Book Modern Applied U Statistics

Download or read book Modern Applied U Statistics written by Jeanne Kowalski and published by John Wiley & Sons. This book was released on 2008-01-28 with total page 402 pages. Available in PDF, EPUB and Kindle. Book excerpt: A timely and applied approach to the newly discovered methods and applications of U-statistics Built on years of collaborative research and academic experience, Modern Applied U-Statistics successfully presents a thorough introduction to the theory of U-statistics using in-depth examples and applications that address contemporary areas of study including biomedical and psychosocial research. Utilizing a "learn by example" approach, this book provides an accessible, yet in-depth, treatment of U-statistics, as well as addresses key concepts in asymptotic theory by integrating translational and cross-disciplinary research. The authors begin with an introduction of the essential and theoretical foundations of U-statistics such as the notion of convergence in probability and distribution, basic convergence results, stochastic Os, inference theory, generalized estimating equations, as well as the definition and asymptotic properties of U-statistics. With an emphasis on nonparametric applications when and where applicable, the authors then build upon this established foundation in order to equip readers with the knowledge needed to understand the modern-day extensions of U-statistics that are explored in subsequent chapters.

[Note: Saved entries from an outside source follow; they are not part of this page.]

PR #3669, opened 2021-11-19
[Shropshire] Make Oxfordhshire report archiving script generic to use for Shropshire integration report archiving

MorayMySoc:
This adds the necessary templates for Shropshire to have files closed using automated script

Moves script 'archive-old-enquiries' out of oxfordshire directory as it's a generic script that will run on all cobrands

[skip changelog]

### DIFF
--- a/bin/archive-old-enquiries
+++ b/bin/archive-old-enquiries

Additional topical coverage includes: Longitudinal data modeling with missing data Parametric and distribution-free mixed-effect and structural equation models A new multi-response based regression framework for non-parametric statistics such as the product moment correlation, Kendall's tau, and Mann-Whitney-Wilcoxon rank tests A new class of U-statistic-based estimating equations (UBEE) for dependent responses Motivating examples, in-depth illustrations of statistical and model-building concepts, and an extensive discussion of longitudinal study designs strengthen the real-world utility and comprehension of this book. An accompanying Web site features SAS? and S-Plus? program codes, software applications, and additional study data. Modern Applied U-Statistics accommodates second- and third-year students of biostatistics at the graduate level and also serves as an excellent self-study for practitioners in the fields of bioinformatics and psychosocial research.